Task item - From the entries below, copy every line holding the word "want".

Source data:
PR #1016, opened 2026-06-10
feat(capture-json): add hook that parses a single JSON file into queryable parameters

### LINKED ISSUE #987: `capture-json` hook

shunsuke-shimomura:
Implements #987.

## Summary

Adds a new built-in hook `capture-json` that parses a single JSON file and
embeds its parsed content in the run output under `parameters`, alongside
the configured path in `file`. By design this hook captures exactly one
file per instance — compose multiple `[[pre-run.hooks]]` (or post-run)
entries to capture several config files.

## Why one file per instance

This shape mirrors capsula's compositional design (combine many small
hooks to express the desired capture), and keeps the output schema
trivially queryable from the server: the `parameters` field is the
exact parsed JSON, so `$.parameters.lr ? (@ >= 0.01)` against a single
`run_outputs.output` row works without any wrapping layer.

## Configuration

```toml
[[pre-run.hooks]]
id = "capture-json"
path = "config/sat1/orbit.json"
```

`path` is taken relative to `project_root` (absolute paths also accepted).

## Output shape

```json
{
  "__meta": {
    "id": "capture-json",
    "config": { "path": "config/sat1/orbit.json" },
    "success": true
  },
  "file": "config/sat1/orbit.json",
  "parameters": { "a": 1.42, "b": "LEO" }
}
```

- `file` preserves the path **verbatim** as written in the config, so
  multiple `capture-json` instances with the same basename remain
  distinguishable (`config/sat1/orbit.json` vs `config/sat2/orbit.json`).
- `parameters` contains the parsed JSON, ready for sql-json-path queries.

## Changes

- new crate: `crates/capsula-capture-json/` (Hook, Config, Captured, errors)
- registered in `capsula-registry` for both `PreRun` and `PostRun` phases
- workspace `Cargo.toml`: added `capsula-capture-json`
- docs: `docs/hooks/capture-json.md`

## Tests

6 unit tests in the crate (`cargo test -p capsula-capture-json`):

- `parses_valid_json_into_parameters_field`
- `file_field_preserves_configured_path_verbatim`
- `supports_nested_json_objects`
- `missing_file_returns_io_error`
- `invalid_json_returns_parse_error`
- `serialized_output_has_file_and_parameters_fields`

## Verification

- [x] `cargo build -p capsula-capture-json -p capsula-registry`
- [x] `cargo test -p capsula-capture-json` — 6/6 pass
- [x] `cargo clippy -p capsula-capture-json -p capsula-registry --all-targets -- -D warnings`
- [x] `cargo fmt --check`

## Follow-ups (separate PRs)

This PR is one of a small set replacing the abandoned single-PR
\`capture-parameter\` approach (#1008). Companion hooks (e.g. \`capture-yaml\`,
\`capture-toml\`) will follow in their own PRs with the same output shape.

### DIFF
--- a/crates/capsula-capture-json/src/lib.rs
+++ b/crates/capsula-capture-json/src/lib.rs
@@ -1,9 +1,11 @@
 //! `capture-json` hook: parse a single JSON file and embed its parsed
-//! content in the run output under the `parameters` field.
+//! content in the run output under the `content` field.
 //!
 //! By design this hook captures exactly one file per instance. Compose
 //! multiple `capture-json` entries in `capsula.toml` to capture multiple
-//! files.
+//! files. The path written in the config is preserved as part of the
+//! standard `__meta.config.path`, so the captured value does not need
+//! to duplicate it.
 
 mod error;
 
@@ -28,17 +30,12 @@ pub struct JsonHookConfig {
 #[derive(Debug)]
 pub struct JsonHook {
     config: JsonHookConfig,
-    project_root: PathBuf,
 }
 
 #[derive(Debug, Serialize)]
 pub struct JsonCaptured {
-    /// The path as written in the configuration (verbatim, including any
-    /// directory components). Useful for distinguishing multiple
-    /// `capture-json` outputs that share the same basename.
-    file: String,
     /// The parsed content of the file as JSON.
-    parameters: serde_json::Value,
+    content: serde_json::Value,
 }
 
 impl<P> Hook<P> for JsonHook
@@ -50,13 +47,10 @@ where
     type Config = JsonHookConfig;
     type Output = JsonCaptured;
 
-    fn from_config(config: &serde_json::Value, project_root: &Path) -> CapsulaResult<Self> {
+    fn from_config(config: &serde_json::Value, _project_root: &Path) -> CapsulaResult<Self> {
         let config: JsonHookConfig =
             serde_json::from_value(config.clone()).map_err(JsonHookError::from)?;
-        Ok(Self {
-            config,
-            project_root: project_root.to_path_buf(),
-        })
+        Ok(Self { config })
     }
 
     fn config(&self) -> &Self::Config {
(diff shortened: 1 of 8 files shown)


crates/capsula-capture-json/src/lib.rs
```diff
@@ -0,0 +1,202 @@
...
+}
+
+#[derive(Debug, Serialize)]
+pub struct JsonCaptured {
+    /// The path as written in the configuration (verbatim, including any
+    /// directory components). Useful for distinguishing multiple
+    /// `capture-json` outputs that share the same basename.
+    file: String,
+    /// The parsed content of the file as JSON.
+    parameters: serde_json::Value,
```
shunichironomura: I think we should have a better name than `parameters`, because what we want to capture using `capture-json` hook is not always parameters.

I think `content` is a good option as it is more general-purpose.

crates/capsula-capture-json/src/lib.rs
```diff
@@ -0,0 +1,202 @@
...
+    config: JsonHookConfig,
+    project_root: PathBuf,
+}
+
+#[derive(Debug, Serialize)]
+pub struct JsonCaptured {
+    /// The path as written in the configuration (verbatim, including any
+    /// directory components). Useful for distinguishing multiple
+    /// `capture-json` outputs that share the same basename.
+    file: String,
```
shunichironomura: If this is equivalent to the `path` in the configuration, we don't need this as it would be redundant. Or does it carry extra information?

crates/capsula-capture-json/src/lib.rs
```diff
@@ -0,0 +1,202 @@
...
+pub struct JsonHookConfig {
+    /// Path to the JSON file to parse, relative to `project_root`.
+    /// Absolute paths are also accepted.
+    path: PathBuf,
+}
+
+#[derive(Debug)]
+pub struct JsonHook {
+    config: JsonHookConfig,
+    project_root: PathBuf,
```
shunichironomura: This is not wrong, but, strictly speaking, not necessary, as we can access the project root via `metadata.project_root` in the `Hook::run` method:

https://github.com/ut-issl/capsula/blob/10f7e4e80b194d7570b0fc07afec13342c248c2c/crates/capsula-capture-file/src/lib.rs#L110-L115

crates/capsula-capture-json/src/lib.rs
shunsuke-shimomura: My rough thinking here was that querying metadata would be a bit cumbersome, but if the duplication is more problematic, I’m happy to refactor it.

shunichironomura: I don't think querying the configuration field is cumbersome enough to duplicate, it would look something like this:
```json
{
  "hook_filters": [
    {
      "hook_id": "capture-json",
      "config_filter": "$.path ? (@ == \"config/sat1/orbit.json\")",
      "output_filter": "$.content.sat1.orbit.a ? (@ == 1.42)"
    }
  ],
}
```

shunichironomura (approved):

==

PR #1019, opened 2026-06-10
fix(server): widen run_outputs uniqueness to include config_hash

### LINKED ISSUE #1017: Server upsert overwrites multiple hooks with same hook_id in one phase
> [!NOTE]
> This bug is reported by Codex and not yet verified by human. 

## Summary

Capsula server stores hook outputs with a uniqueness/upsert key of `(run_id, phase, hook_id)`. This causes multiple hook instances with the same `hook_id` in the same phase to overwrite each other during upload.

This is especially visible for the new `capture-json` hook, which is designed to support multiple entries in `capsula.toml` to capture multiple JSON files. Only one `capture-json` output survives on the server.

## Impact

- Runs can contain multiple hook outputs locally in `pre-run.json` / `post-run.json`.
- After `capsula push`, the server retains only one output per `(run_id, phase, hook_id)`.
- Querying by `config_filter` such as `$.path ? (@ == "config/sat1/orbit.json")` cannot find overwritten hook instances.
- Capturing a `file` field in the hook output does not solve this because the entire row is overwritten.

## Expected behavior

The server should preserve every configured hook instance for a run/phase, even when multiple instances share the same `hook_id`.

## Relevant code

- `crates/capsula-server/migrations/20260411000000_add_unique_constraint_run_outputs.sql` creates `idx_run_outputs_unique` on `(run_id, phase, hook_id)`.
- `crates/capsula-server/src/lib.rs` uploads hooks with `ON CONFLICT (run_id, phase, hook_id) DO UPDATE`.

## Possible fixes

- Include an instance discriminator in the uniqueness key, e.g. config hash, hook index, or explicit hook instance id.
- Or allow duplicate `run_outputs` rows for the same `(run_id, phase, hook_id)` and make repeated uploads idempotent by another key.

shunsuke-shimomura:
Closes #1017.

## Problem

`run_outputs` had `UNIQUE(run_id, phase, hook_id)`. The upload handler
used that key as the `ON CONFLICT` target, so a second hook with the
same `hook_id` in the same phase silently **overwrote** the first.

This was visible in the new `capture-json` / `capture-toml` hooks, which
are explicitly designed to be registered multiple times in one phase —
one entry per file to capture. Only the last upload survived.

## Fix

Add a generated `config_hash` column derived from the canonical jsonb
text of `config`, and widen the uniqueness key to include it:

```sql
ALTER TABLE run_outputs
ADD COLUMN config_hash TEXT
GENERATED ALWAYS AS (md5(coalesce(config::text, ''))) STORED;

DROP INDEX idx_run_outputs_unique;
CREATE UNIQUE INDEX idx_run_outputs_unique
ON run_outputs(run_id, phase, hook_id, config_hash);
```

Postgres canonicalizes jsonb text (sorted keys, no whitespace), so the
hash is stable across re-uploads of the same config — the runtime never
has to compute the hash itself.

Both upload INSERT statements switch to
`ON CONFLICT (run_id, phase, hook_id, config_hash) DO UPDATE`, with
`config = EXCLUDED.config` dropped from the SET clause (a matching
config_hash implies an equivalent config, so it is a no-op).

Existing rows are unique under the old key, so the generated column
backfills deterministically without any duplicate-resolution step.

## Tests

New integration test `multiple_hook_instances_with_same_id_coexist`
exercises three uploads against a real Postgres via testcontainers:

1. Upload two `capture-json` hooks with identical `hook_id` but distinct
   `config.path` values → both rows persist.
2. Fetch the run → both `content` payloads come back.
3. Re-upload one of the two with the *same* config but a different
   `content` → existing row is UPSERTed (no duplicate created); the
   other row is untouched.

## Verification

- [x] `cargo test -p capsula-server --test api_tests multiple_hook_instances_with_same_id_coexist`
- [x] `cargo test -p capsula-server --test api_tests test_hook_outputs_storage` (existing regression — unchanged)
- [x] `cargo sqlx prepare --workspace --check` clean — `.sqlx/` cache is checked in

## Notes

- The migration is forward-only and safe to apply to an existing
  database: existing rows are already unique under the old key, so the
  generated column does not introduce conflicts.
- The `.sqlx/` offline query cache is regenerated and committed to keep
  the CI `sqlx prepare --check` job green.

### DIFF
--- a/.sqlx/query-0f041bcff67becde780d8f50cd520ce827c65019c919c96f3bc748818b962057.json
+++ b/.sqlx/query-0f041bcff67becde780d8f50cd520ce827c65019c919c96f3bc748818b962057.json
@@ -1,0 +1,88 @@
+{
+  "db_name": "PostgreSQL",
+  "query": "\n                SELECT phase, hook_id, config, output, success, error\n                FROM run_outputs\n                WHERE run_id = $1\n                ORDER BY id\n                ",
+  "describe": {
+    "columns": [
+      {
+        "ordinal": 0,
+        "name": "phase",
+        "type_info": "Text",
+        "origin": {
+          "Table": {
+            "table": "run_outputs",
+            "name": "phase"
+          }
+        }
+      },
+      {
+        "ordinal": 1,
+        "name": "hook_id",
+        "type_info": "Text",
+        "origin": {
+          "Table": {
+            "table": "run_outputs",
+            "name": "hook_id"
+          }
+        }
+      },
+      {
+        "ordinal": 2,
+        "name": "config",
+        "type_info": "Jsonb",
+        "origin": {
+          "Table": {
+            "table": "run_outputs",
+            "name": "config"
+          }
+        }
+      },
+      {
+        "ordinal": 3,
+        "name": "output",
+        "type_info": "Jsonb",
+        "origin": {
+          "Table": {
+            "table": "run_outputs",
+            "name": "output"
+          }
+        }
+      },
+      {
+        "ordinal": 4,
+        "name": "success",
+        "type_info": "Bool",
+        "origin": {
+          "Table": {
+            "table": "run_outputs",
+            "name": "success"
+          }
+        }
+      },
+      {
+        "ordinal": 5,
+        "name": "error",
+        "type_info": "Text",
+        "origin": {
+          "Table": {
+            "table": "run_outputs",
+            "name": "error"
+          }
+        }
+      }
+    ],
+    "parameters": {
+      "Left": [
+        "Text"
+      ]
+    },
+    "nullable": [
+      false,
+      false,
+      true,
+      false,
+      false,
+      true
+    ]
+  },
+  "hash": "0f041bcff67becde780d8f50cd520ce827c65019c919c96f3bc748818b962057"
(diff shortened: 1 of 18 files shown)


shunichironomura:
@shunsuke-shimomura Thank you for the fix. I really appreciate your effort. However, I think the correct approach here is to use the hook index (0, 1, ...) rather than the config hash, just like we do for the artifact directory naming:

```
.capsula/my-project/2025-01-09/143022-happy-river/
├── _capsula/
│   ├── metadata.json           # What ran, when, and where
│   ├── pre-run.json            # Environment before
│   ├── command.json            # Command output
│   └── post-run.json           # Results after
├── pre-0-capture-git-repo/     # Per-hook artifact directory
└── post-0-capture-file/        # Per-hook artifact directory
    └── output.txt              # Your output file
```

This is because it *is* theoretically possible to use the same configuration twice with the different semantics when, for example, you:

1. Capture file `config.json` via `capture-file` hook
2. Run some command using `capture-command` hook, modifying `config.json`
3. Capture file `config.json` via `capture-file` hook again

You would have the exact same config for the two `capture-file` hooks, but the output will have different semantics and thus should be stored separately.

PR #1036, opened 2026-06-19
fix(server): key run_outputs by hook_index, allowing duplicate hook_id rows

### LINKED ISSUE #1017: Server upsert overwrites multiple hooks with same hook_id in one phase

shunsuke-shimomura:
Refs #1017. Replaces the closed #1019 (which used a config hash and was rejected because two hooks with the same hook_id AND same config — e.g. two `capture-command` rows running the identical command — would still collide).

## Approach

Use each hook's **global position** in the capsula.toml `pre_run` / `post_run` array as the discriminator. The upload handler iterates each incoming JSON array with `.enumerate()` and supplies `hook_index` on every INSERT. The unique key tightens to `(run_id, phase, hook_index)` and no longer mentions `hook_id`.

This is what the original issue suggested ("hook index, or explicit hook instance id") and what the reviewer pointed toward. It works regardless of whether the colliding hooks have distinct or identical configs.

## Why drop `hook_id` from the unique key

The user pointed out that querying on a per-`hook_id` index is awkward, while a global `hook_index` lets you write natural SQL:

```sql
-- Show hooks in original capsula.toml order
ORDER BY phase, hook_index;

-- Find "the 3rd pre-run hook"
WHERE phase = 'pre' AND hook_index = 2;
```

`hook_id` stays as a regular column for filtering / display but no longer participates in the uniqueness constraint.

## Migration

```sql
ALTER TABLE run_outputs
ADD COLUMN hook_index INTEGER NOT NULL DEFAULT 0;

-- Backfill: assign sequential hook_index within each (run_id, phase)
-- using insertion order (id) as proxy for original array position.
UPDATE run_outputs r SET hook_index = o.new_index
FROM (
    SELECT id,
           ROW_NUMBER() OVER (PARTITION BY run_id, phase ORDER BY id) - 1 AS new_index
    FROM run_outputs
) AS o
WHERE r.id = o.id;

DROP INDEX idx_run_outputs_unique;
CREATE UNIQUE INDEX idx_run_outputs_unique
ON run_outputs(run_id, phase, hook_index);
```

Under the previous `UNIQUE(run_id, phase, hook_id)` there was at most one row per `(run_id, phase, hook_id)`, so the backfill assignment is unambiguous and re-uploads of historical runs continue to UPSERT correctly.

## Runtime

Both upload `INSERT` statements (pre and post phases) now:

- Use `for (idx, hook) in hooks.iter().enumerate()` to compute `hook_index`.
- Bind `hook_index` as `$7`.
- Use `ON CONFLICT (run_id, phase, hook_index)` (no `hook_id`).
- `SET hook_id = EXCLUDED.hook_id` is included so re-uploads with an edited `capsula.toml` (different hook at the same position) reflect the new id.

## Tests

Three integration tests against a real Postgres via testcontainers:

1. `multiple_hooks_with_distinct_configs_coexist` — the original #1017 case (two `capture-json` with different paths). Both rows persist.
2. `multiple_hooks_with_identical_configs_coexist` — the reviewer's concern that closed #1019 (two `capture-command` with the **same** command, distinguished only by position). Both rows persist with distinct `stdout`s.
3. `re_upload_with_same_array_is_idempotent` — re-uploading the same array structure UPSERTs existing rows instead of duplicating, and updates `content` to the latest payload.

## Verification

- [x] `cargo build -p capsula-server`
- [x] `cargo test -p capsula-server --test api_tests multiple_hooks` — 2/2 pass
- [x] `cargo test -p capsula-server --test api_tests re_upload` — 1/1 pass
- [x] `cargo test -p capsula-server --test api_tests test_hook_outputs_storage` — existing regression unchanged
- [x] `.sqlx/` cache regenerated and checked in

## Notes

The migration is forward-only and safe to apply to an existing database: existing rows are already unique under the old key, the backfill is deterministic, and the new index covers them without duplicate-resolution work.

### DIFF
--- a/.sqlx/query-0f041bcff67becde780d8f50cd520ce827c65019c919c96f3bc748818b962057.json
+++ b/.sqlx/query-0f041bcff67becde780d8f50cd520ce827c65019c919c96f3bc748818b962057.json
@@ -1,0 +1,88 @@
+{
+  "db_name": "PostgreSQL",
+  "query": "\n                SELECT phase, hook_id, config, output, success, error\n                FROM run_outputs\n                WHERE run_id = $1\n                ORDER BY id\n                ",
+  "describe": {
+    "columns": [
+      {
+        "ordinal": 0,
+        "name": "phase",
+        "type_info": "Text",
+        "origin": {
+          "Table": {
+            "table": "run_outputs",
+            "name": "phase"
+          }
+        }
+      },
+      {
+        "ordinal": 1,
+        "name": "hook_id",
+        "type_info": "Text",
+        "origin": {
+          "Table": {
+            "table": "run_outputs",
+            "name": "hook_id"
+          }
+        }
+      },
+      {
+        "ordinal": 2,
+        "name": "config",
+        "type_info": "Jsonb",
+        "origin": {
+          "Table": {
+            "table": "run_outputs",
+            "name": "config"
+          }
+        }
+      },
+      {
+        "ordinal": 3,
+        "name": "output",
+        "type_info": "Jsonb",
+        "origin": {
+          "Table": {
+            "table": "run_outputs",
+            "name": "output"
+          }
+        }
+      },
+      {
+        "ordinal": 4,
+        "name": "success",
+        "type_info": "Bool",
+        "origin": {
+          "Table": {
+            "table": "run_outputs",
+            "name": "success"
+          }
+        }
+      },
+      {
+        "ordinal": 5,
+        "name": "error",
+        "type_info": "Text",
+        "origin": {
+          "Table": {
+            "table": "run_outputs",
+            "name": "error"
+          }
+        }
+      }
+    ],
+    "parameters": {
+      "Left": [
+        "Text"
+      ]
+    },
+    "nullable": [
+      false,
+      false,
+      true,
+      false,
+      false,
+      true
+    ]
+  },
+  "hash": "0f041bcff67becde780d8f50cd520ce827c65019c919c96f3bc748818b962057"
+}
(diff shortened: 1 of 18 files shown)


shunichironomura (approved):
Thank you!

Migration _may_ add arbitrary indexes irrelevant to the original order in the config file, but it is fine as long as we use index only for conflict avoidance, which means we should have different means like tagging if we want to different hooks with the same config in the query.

---

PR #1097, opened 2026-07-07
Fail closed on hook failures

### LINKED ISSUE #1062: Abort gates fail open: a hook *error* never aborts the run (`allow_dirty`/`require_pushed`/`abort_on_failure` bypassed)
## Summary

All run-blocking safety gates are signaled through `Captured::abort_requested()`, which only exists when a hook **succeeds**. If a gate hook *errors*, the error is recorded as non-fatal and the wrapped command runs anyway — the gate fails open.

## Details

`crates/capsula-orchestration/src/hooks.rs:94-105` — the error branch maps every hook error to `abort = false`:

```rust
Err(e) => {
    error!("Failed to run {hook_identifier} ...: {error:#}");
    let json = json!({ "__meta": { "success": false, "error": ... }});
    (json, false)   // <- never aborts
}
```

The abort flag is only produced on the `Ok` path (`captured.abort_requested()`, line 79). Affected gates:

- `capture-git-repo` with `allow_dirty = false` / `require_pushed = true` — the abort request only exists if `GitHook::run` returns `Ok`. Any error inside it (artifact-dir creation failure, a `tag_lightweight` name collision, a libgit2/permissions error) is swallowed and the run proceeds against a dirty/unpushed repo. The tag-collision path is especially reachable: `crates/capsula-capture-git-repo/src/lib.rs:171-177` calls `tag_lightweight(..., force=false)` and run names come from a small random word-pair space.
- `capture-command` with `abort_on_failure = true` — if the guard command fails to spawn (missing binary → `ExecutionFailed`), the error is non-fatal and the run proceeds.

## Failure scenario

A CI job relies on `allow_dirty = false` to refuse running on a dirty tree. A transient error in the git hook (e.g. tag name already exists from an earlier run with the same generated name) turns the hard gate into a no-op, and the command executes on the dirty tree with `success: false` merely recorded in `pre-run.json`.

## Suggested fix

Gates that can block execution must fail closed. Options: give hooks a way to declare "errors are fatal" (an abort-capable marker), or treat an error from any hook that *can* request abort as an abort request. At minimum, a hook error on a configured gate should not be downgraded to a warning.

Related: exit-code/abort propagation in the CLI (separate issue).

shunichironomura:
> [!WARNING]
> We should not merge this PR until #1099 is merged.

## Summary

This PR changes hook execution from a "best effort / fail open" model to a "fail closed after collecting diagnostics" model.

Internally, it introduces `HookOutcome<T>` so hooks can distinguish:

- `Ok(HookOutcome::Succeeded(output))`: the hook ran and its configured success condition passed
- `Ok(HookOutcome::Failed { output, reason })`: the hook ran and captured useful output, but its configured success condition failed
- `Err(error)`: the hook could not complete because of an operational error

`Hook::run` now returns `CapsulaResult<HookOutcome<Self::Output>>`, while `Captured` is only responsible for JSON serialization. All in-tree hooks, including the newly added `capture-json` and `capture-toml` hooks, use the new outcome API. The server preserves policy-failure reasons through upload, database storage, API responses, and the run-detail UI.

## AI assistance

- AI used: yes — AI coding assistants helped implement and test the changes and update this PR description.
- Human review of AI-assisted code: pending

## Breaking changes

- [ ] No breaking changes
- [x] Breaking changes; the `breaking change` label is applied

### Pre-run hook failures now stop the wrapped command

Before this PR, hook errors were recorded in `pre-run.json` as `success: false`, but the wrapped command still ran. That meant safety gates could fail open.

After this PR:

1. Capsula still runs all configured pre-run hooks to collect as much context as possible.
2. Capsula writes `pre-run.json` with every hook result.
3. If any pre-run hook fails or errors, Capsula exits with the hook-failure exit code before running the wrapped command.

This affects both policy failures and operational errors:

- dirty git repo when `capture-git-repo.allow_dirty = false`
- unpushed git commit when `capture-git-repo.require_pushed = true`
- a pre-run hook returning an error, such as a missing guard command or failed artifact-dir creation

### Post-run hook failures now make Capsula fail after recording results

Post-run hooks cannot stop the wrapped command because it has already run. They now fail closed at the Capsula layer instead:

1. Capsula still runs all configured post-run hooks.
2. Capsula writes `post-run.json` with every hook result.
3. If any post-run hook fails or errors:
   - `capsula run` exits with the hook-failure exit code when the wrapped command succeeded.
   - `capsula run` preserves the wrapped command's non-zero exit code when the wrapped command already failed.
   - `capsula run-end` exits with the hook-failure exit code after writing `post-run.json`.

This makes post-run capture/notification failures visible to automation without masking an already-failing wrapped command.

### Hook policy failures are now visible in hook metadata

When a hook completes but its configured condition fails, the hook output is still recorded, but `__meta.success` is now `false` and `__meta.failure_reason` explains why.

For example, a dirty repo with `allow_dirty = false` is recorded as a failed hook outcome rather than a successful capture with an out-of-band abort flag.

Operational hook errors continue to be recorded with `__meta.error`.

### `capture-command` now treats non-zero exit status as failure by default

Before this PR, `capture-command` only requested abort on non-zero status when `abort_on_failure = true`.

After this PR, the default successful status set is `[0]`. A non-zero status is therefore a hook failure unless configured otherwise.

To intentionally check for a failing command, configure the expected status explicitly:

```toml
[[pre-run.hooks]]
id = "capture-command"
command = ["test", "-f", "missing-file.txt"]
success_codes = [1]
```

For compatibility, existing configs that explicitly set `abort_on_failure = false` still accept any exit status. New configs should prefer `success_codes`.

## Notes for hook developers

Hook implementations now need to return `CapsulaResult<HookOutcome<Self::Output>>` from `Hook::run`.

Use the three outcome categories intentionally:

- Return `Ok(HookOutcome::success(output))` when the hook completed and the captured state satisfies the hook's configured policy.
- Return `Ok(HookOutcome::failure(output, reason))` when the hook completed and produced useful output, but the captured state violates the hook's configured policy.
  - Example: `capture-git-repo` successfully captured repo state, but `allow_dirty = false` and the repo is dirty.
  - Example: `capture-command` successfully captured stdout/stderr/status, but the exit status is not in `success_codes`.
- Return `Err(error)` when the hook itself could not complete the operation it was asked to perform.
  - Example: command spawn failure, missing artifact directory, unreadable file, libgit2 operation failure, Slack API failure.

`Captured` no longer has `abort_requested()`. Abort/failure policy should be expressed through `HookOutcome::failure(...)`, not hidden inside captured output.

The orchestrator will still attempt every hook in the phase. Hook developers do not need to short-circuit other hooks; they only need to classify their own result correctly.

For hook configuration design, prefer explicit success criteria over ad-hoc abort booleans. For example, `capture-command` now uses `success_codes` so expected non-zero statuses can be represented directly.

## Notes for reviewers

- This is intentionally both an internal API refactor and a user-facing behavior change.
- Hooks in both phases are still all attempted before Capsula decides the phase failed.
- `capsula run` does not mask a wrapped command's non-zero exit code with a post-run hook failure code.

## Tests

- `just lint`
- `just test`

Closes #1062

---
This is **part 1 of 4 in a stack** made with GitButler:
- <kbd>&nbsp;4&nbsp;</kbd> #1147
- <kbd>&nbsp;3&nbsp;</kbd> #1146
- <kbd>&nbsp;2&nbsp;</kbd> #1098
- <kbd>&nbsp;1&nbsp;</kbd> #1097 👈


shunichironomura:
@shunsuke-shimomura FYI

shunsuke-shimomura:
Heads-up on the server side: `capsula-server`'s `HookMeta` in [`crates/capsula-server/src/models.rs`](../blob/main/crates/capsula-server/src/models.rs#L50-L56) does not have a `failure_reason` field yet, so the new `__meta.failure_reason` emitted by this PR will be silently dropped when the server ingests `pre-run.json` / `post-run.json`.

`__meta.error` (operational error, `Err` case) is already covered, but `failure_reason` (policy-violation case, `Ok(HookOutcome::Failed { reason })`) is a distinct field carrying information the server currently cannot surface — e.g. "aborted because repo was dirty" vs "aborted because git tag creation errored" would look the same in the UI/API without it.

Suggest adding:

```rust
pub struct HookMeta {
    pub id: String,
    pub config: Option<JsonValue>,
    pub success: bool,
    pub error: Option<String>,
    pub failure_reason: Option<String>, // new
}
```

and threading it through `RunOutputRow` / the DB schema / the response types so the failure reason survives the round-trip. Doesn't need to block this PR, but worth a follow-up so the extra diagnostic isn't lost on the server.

Exercise response -
shunichironomura: I think we should have a better name than `parameters`, because what we want to capture using `capture-json` hook is not always parameters.
Migration _may_ add arbitrary indexes irrelevant to the original order in the config file, but it is fine as long as we use index only for conflict avoidance, which means we should have different means like tagging if we want to different hooks with the same config in the query.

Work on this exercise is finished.